About ten minutes later, when the crowd had dispersed, Frank came quietly along the Avenue and over the street to his home. To his surprise the rooms were all lighted. He opened the door and received such a warm welcome that it took his breath away. All rushed at him to shake him by the hand and pat him on the back and kiss him. All but his mother. His eyes ran over the room in search of her. He saw her in the big arm chair, her apron to her eyes, wiping away tears which only he understood. He ran into her arms. Neither said a word. They just embraced. Then she kissed him on the forehead. "You are all right, Frank," was all she said.

Of course, he told them all about the game. But it was not until Dick and Ned and Tommie came in to congratulate him that they heard his part in it. Dick was a word painter, and he drew such a picture of the game and of a "certain player" in it that a certain player blushed. But the father and mother and the sisters and brothers of a "certain player" started in all over again to maul him, and tell that player what they thought of him.

After dinner, with Tommy and Dick and Ned all present, Frank had to go down to the Club. He didn't want to—he knew how the fellows would maul him. But he did feel that Father Boone would expect him to be there.

The assembled fellows were hoping he would drop in. The boys who had resigned were there, too. Frank's noble conduct had refuted all charges against himself and the Club. The crowd, knowing his quiet ways, feared that he would not come. But when he arrived, it was the same old thing over again. Cheers, hand-shakes, howling, thumping, the way that boys have of saying what they most want to say.

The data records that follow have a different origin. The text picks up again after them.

Issue #621, opened 2016-12-05
Census: When no response is selected for 7. Are you a schoolchild or student? gives Error 404


yoganandkunche:
### Expected behaviour
When no response is selected and [Save and continue] must navigate to Question 9. What is your country of birth?
### Actual behaviour
Giving Error 404
### Steps to reproduce the behaviour
A branch is created with a selenium test to reproduce the issue.

https://github.com/ONSdigital/eq-survey-runner/tree/are-you-a-schoochild-issue

yarn run test_functional -- --spec=census/issues/are-you-a-schoolchild   

#### Browser
All

yoganandkunche:
Re-test of this Defect Passed QA.

PR #624, opened 2016-12-05
Are you a schoolchild issue

jonnyshaw89:
Fixes https://github.com/ONSdigital/eq-survey-runner/issues/621

### DIFF
--- a/app/data/census_household.json
+++ b/app/data/census_household.json
@@ -1379,22 +1379,17 @@
                     "routing_rules": [
                         {
                             "goto": {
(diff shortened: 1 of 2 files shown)


benjefferies (approved):

benjefferies:
Should we add some logic to the validator test you created to ensure that the routing rule is referencing something that is actually and id?

jonnyshaw89:
@benjefferies like this? https://github.com/ONSdigital/eq-survey-runner/blob/master/tests/app/data/test_schema_validation.py#L58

After a while, he went upstairs. Father Boone was expecting him. He entered smiling. Father Boone was smiling too. But as they looked at each other in silence, the strong man and the brave boy saw tears in each other's eyes. They grasped hands. And they looked, as it were, each into the other's soul. For they understood.

For a long time they sat in silence, pensive, peaceful. At length Father Boone broke the silence. It was no word of congratulation, no reference to the game.

"Well, Frank, God's way is the best way."

Another spell of silence. This was broken by Frank.

"I remember, Father, that you said life was a mirage. I've been thinking of poor Bill, and how he misunderstood us, and of how you were mistaken in me, and how I misjudged you. We saw so much that really was not there at all."

"It's good to realize that so early in life, Frank. I've found from experience that most trouble comes from misunderstanding. Why God permits it, we do not know. I suppose it is to try us."